● **Exercise data**
PR #367, opened 2026-07-28
ppc: add SLJIT_BREAKPOINT

carenas:
helpful when debugging the generated code in PowerPC.

tested in POWER9 (little endian) and POWER10 (big endian, 32/64bit)

while at it, update documentation to remove refence to ppc as an architecture that is missing implementation.


sljit_src/sljitNativePPC_common.c
```diff
@@ -1422,6 +1422,7 @@ SLJIT_API_FUNC_ATTRIBUTE sljit_s32 sljit_emit_op0(struct sljit_compiler *compile
 	op = GET_OPCODE(op);
 	switch (op) {
 	case SLJIT_BREAKPOINT:
+		return push_inst(compiler, 0x7fe00008);
```
zherczeg, line 1425: Do we need to add an ifdef to old ppc?

zherczeg (commented):
I have been thinking for some time that ppc is outdated, and we should move to power, which is still maintained.

sljit_src/sljitNativePPC_common.c
carenas: If you know what version that comment was referring to, AFAIK all powerpc CPUs had the `t/tw/trap` instruction[1]

[1] https://www.nxp.com/docs/en/application-note/AN2491.pdf

zherczeg: As far as I remember they used invalid instructions for trap similar to s390x

carenas: The spec for the first PowerPC CPU (601) has them defined with the HI/LO I used:

https://www.ibm.com/docs/en/aix/7.3.0?topic=reference-appendix-g-powerpc-601-risc-microprocessor-instructions

zherczeg (approved):
LGTM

● **Work order**
Reproduce verbatim the stretch of lines beginning with the one containing "I have been" and ending at the close of the entries above.

● **Answer box**
I have been thinking for some time that ppc is outdated, and we should move to power, which is still maintained.

sljit_src/sljitNativePPC_common.c
carenas: If you know what version that comment was referring to, AFAIK all powerpc CPUs had the `t/tw/trap` instruction[1]

[1] https://www.nxp.com/docs/en/application-note/AN2491.pdf

zherczeg: As far as I remember they used invalid instructions for trap similar to s390x

carenas: The spec for the first PowerPC CPU (601) has them defined with the HI/LO I used:

https://www.ibm.com/docs/en/aix/7.3.0?topic=reference-appendix-g-powerpc-601-risc-microprocessor-instructions

zherczeg (approved):
LGTM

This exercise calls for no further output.